(Source material Opens)
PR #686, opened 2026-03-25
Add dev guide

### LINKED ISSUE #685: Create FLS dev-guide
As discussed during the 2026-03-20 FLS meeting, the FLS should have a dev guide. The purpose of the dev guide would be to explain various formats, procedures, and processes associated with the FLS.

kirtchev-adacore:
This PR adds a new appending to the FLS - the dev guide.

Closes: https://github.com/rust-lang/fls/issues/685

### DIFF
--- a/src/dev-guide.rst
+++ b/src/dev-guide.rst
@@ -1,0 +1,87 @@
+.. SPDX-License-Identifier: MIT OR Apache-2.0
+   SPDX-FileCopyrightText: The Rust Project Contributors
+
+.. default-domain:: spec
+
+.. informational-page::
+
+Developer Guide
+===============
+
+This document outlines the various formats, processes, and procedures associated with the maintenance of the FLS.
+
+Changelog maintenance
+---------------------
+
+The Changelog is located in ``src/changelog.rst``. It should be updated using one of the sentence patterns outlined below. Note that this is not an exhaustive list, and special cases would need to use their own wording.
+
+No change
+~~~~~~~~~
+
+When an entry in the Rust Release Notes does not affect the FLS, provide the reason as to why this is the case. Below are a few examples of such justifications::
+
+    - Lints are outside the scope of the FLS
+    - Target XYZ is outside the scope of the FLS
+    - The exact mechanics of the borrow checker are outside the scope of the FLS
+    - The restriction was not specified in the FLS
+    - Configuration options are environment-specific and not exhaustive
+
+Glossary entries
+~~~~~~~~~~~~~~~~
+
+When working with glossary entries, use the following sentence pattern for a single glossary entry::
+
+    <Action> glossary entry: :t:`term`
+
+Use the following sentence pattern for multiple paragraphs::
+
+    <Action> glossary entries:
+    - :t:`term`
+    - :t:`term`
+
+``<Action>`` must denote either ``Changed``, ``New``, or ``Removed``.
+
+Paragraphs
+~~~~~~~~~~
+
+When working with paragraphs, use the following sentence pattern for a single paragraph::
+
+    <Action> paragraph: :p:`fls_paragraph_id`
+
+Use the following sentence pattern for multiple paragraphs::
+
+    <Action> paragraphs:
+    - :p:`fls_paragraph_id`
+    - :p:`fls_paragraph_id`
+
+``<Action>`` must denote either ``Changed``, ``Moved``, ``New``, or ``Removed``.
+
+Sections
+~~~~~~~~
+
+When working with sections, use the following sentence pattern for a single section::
(Source material Closes)
*Task objective*: Every line from the first through the one containing "### LINKED ISSUE #685: Create FLS dev-guide" in the listing above must be given again exactly, with nothing else alongside.

*Output below*:
PR #686, opened 2026-03-25
Add dev guide

### LINKED ISSUE #685: Create FLS dev-guide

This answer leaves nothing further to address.